DATA Start Marker

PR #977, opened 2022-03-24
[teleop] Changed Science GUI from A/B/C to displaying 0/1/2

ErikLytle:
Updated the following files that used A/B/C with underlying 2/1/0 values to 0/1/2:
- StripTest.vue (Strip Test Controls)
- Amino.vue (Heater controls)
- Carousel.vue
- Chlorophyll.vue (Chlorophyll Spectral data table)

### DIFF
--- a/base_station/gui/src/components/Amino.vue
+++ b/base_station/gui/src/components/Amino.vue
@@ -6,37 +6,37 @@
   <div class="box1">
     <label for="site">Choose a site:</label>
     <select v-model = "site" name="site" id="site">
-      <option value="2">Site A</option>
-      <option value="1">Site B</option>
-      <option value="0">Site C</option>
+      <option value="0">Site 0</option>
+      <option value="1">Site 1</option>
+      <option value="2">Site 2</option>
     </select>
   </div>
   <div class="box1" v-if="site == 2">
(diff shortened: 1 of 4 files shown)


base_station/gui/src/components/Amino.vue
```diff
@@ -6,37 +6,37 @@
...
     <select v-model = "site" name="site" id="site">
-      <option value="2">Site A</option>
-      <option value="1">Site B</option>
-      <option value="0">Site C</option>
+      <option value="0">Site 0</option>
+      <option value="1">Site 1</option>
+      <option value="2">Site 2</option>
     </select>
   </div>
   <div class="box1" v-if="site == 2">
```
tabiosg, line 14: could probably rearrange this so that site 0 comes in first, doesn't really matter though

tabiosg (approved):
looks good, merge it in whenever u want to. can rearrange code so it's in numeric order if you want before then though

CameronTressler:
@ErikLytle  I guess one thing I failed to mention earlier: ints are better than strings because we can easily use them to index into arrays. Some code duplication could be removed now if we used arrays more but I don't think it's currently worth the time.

DATA End Marker
DATA Start Marker

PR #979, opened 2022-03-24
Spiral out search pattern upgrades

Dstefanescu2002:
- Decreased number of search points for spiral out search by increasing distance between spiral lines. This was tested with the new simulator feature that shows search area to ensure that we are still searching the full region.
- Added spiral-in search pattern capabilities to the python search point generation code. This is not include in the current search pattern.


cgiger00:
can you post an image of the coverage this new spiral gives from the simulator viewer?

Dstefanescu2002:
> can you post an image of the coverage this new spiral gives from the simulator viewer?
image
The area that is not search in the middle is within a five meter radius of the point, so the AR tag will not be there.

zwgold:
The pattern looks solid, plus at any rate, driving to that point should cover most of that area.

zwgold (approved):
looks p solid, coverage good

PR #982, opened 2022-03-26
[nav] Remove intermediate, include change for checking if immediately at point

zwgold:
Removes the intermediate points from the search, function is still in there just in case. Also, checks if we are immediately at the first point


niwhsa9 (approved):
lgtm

DATA End Marker
DATA Start Marker

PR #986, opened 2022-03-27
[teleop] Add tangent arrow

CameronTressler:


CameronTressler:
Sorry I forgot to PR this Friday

DATA End Marker

Look for the string "Amino" in the entries above. Copy every line that has it.

SOLUTION TO THIS TASK:
- Amino.vue (Heater controls)
--- a/base_station/gui/src/components/Amino.vue
+++ b/base_station/gui/src/components/Amino.vue
base_station/gui/src/components/Amino.vue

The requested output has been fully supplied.